__Work to be completed__.
Reproduce all entries precisely, down to the last character.

__Dataset content__.

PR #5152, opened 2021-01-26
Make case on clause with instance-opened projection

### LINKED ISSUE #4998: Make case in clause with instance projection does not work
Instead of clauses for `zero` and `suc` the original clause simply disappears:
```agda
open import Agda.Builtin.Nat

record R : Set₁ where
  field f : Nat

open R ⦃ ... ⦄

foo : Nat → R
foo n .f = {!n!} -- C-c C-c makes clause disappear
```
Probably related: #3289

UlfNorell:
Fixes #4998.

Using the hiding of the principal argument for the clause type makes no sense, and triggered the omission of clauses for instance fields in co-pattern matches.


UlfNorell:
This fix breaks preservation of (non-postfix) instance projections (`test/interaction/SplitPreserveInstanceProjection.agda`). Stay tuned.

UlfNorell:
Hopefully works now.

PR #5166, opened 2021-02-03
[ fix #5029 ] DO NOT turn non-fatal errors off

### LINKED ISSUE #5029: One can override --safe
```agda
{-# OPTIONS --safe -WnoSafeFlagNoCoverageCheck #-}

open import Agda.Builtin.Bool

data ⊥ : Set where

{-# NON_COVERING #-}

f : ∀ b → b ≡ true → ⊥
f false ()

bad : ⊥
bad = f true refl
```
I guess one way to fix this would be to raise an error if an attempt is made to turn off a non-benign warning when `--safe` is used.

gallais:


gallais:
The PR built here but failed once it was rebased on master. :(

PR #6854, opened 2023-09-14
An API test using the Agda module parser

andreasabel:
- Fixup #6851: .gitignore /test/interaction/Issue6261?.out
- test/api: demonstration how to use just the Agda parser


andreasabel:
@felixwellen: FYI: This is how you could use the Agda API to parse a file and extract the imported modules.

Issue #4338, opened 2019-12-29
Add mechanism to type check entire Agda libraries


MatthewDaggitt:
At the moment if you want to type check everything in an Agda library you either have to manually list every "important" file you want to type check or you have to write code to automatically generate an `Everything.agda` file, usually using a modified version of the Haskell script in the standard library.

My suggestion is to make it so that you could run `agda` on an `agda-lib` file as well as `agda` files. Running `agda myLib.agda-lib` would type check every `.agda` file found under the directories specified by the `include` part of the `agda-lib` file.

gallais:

__Written answer__.
PR #5152, opened 2021-01-26
Make case on clause with instance-opened projection

### LINKED ISSUE #4998: Make case in clause with instance projection does not work
Instead of clauses for `zero` and `suc` the original clause simply disappears:
```agda
open import Agda.Builtin.Nat

record R : Set₁ where
  field f : Nat

open R ⦃ ... ⦄

foo : Nat → R
foo n .f = {!n!} -- C-c C-c makes clause disappear
```
Probably related: #3289

UlfNorell:
Fixes #4998.

Using the hiding of the principal argument for the clause type makes no sense, and triggered the omission of clauses for instance fields in co-pattern matches.


UlfNorell:
This fix breaks preservation of (non-postfix) instance projections (`test/interaction/SplitPreserveInstanceProjection.agda`). Stay tuned.

UlfNorell:
Hopefully works now.

PR #5166, opened 2021-02-03
[ fix #5029 ] DO NOT turn non-fatal errors off

### LINKED ISSUE #5029: One can override --safe
```agda
{-# OPTIONS --safe -WnoSafeFlagNoCoverageCheck #-}

open import Agda.Builtin.Bool

data ⊥ : Set where

{-# NON_COVERING #-}

f : ∀ b → b ≡ true → ⊥
f false ()

bad : ⊥
bad = f true refl
```
I guess one way to fix this would be to raise an error if an attempt is made to turn off a non-benign warning when `--safe` is used.

gallais:


gallais:
The PR built here but failed once it was rebased on master. :(

PR #6854, opened 2023-09-14
An API test using the Agda module parser

andreasabel:
- Fixup #6851: .gitignore /test/interaction/Issue6261?.out
- test/api: demonstration how to use just the Agda parser


andreasabel:
@felixwellen: FYI: This is how you could use the Agda API to parse a file and extract the imported modules.

Issue #4338, opened 2019-12-29
Add mechanism to type check entire Agda libraries


MatthewDaggitt:
At the moment if you want to type check everything in an Agda library you either have to manually list every "important" file you want to type check or you have to write code to automatically generate an `Everything.agda` file, usually using a modified version of the Haskell script in the standard library.

My suggestion is to make it so that you could run `agda` on an `agda-lib` file as well as `agda` files. Running `agda myLib.agda-lib` would type check every `.agda` file found under the directories specified by the `include` part of the `agda-lib` file.

gallais:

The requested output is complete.